### WHAT IS EXPECTED
What is the count of lines below that include "must"? Reply with nothing else.

Saved data entries
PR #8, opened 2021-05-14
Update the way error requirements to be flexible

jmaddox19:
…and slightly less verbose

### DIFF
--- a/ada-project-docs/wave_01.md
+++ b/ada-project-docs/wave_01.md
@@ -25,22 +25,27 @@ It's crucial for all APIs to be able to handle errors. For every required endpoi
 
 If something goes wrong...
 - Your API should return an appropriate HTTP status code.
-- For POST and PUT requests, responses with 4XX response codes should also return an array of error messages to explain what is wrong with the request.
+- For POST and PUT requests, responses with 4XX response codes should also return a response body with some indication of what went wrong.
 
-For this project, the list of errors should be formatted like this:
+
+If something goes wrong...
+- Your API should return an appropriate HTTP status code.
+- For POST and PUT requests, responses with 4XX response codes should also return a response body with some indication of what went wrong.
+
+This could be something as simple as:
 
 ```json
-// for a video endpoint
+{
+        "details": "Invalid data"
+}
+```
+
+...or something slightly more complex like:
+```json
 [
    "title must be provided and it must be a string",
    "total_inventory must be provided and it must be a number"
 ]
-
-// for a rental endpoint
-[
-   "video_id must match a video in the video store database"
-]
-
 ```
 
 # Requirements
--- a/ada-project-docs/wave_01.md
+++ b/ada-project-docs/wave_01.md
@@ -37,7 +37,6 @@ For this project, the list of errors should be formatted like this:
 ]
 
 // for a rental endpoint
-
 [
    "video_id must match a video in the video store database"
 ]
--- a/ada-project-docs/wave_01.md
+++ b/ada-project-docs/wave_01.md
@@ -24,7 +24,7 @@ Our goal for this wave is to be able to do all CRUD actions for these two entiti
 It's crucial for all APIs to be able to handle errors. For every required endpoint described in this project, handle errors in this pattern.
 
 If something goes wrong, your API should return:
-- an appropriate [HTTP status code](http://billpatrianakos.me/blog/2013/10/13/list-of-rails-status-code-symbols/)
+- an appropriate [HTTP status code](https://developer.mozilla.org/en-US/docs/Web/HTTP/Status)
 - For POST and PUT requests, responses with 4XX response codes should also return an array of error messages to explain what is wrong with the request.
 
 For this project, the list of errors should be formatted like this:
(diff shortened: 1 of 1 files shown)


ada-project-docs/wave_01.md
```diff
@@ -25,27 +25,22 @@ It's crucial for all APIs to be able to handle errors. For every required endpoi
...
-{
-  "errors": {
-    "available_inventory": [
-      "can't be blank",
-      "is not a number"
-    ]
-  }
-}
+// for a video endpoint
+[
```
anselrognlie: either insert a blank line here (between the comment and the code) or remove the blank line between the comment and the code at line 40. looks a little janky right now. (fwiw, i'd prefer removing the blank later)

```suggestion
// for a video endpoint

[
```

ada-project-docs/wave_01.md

### WRITTEN SOLUTION
4